Low recall / narrow coverage: In a large share of the 399 examples the model produced an empty list or only one minor tip while more serious defects were present, causing it to be rated inferior to most baselines.
Frequent incorrect or no-op fixes: It sometimes supplies identical “before/after” code, flags non-issues, or suggests changes that would break compilation or logic, reducing reviewer trust.
Shaky guideline consistency: Although generally compliant, it still occasionally violates rules (touches unchanged lines, offers stylistic advice, adds imports) and duplicates suggestions, indicating unstable internal checks.

Grok-4¶

Final score: 32.8

Strengths:

Focused and concise fixes: When the model does detect a problem it usually proposes a minimal, well-scoped patch that compiles and directly addresses the defect without unnecessary noise.
Good critical-bug instinct: It often prioritises show-stoppers (compile failures, crashes, security issues) over cosmetic matters and occasionally spots subtle issues that all other reviewers miss.
Clear explanations & snippets: Explanations are short, readable and paired with ready-to-paste code, making the advice easy to apply.

Weaknesses:

High miss rate: In a large fraction of examples the model returned an empty list or covered only one minor issue while overlooking more serious newly-introduced bugs.
Inconsistent accuracy: A noticeable subset of answers contain wrong or even harmful fixes (e.g., removing valid flags, creating compile errors, re-introducing bugs).
Limited breadth: Even when it finds a real defect it rarely reports additional related problems that peers catch, leading to partial reviews.
Occasional guideline slips: A few replies modify unchanged lines, suggest new imports, or duplicate suggestions, showing imperfect compliance with instructions.

Claude-Opus-4.5 (high thinking budget)¶

Final score: 30.3

Strengths:

High rule compliance & formatting: Consistently produces valid YAML, respects the ≤3-suggestion limit, and usually confines edits to added lines, avoiding many guideline violations seen in peers.
Low false-positive rate: Tends to stay silent unless convinced of a real problem; when the diff is a pure version bump / docs tweak it often (correctly) returns an empty list, beating noisier baselines.
Clear, focused patches when it fires: In the minority of cases where it does spot a bug, it explains the issue crisply and supplies concise, copy-paste-able code snippets.

Weaknesses:

Very low recall: In the vast majority of examples it misses obvious critical issues or suggests only a subset, frequently returning an empty list; this places it below most baselines on overall usefulness.
Shallow coverage: Even when it catches a defect it typically lists a single point and overlooks other high-impact problems present in the same diff.
Occasional incorrect or incomplete fixes: A non-trivial number of suggestions are wrong, compile-breaking, duplicate unchanged code, or touch out-of-scope lines, reducing trust.
Inconsistent severity tagging & duplication: Sometimes mis-labels critical vs general, repeats the same suggestion, or leaves improved_code blocks empty.

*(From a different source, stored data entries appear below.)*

Issue #3502, opened 2015-10-26
Date casting using MomentJS does not work properly


alyyousuf7:
Whenever I use moment() to set a Date field, it misses out the milliseconds and set them to zero which causes issues when dealing with milliseconds or even when dealing with the ```endOf('day')``` function of momentjs.

PR #3503, opened 2015-10-26
fix; issue #3502; MomentJS date is now supported

alyyousuf7:


vkarpov15:
This really doesn't belong in mongoose core. I'd love to have a way to make this work in the general case, but relying on the constructor name is too brittle - could have unintentional behavior on classes named 'Moment' that have nothing to do with MomentJS or with different versions of moment. Would be nice to make this pluggable in a more general way in the future, but till then you can either monkey-patch the date casting logic in your code or just do `.toDate()` before passing a moment into mongoose.

alyyousuf7:
Instead of the constructor name, maybe we can check for the existence of ```.toDate()``` function, just like its done for ```.toString()```

PR #3508, opened 2015-10-27
fix; issue #3502; MomentJS date is now supported - 2nd attempt

alyyousuf7:
Maybe we can check if ```.toDate()``` function exists, just like we are doing it for ```.toString()```

### DIFF
--- a/lib/schema/date.js
+++ b/lib/schema/date.js
@@ -221,8 +221,8 @@ SchemaDate.prototype.cast = function(value) {
     if (value instanceof Number || 'number' == typeof value
         || String(value) == Number(value)) {
       date = new Date(Number(value));
-    } else if (value.constructor.name == 'Moment') {
-      date = new Date(value);
+    } else if (value.toDate) {
+      date = value.toDate();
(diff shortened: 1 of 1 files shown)


vkarpov15:
`toDate()` is still very moment-specific, and it's easy to imagine a case where a user has a `.toDate()` function on an object that returns a string or something that isn't a date...

Here's a better alternative; replace [the check for `.toString` with a check for `.valueOf`](https://github.com/Automattic/mongoose/blob/8db9f3fe7691f1ef194b49eca68d1901670ec7ee/lib/schema/date.js#L224-L231). For dates and moments, `.valueOf()` returns the numeric timestamp, which is perfect for casting dates, and [`.valueOf()` is a well-specified function](http://www.ecma-international.org/ecma-262/6.0/#sec-getvalue) so there isn't much risk of user-defined methods conflicting with it.

TrejGun:
@vkarpov15 this commit is superseded by my commit, and can be closed

vkarpov15:
Yep thanks @TrejGun

Issue #3496, opened 2015-10-23
Crash because of double casting Buffers before update


6uliver:
If I update one of my schemas:
```
Schema.update({
    _id: .id
},
{
    myBufferField: myBuffer
}, callback);
```
it throws a TypeError: data.copy is not a function at serializeBinary.
I bisected it, and the problem appears first in pull request #3250, in 4.1.2 everything works fine, since 4.1.3 it throws the error. The fault is not in the serialzation, rather in the update doc calculation. 

First, the 
```
castedDoc = this._castUpdate(utils.clone(doc))
```
wraps the doc in a Binary object:
```
{ '$set': 
   { myBufferField: 
      Binary {
        _bsontype: 'Binary',
        sub_type: 0,
        position: 379354,
        buffer: [Uint8Array] 
      } 
   } 
}
```

Later, because this._update is set before mquery's update method, it will call this._mergeUpdate(doc) and wraps the buffer again:

```
{ '$set': 
   { myBufferField: 
      Binary {
        _bsontype: 'Binary',
        sub_type: 0,
        position: 379354,
        buffer: 
          Binary {
            _bsontype: 'Binary',
            sub_type: 0,
            position: 379354,
            buffer: [Uint8Array] 
          } 
      } 
   } 
}
```

After that the serializer craches, because _updateForExec transforms the query to:
```
{ '$set': 
   { myBufferField: 
      Binary {
        _bsontype: 'Binary',
        sub_type: 0,
        position: 379354,
        buffer: [Array] 
      } 
   } 
}
```
where buffer array contains a lots of undefined element.

I haven't got any idea how this should be fixed, but I hope my detailed backtrace helps enough, because it's a critical problem for those who use Buffers heavily. 
Should you need any further information, please do not hesitate to ask.

tgckpg:
I have the same issue, thank for the detailed info. Now I just need to fallback to 4.1.2 :)

foster:
Have been tracking this myself. In the code below, `exports.isObject(from[key])` returns `true` when it encounters a node 0.12 `Buffer`. In node 4, it returns `false`.


    exports.mergeClone = function(to, from) {
      var keys = Object.keys(from)
        , i = keys.length
        , key;

      while (i--) {
        key = keys[i];
        if ('undefined' === typeof to[key]) {
          // make sure to retain key order here because of a bug handling the $each
          // operator in mongodb 2.4.4
          to[key] = exports.clone(from[key], { retainKeyOrder : 1});
[...]

PR #3510, opened 2015-10-27
Failing test for using update() to set a buffer.

foster:
Failing test only. This test passes in Node 0.12 but fails in Node 4.1.2.

As I mentioned in #3496, I think this is because `utils.mergeClone` treats a buffer as an object in Node 0.12 but not in Node 4. The determination is made by `utils.isObject`.

In node 0.12:

    Object.prototype.toString.call(new Buffer([])) // [object Object]

In node 4.1.2

    Object.prototype.toString.call(new Buffer([])) // [object Uint8Array]

### DIFF
--- a/test/types.buffer.test.js
+++ b/test/types.buffer.test.js
@@ -380,6 +380,25 @@ describe('types.buffer', function() {
 
   });
 
+  it('can be directly updated', function(done) {
+    var db = start()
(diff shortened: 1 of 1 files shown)


vkarpov15:
Fixed in #3496.

foster:
:+1: When will you be cutting `4.2.4`?

vkarpov15:
This afternoon.

PR #3513, opened 2015-10-27
Fix documentation error for Aggregate

rafakato:
In the current api docs, is said to use `mongoose.Schema.Types.ObjectId(String)` to convert a string to an ObjectId, but the correct is `mongoose.Types.ObjectId(String)`

Regards


vkarpov15:
Thanks! :beers:

PR #10385, opened 2021-06-23
Gh 10364: fixed typos in the docs

IslandRhythms:

### DIFF
--- a/docs/discriminators.md
+++ b/docs/discriminators.md
@@ -15,6 +15,16 @@ key (defaults to the model name). It returns a model whose schema
 is the union of the base schema and the discriminator schema.
 
 ```javascript
+const db = mongoose.createConnection('mongodb://localhost:27017/mongoose_test');
+const eventSchema = new mongoose.Schema({ time: Date });
+Event = db.model('_event', eventSchema);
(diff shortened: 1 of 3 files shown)


docs/discriminators.md
```diff
@@ -15,7 +15,17 @@ key (defaults to the model name). It returns a model whose schema
 is the union of the base schema and the discriminator schema.
 
 ```javascript
-[require:The `model.discriminator()` function]
+const db = mongoose.createConnection('mongodb://localhost:27017/mongoose_test');
```
vkarpov15, line 18: Why is this copy/pasted in here? Acquit should be pulling this code from the discriminators.test.js file.

vkarpov15 (changes requested):

docs/discriminators.md
IslandRhythms: I tried to get that section in using acquit but it wouldn't do it.

```
beforeEach('Test', function(done) {
...
});
```
in discriminators.md

```javascript
[require:Test]
```

vkarpov15: Then you need to figure out why the example is not getting pulled in :)

PR #10388, opened 2021-06-24
fix(TypeScript): Query.cast()

lkho:
**Summary**
Query.cast() args should be optional

reference source:
https://github.com/Automattic/mongoose/blob/6904cdeb83e936ea4e8d370496d1667d0b747594/lib/query.js#L4906

### DIFF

Appendix - Example Results¶

Some examples of benchmarked PRs and their results:

Models Used for Benchmarking¶

The following models were used for generating the benchmark baseline:

(1) anthropic_sonnet_3.7_v1:0

(2) claude-4-opus-20250514

(3) claude-4-sonnet-20250514

(4) claude-4-sonnet-20250514_thinking_2048

(5) gemini-2.5-flash-preview-04-17

(6) gemini-2.5-pro-preview-05-06

(7) gemini-2.5-pro-preview-06-05_1024

(8) gemini-2.5-pro-preview-06-05_4096

(9) gpt-4.1

(10) o3

(11) o4-mini_medium

Programming Languages¶

The PR benchmark dataset includes pull requests containing code in the following programming languages:

["Python", "JavaScript", "TypeScript", "Java", "CSharp", "PHP", "C++", "Go", "Rust", "Swift", "Kotlin", "Ruby", "Dart", "Scala"

Pull requests may also include non-code files such as YAML, JSON, Markdown, Dockerfile ,Shell, etc. The benchmarked models should also analyze these files, as they commonly appear in real-world pull requests.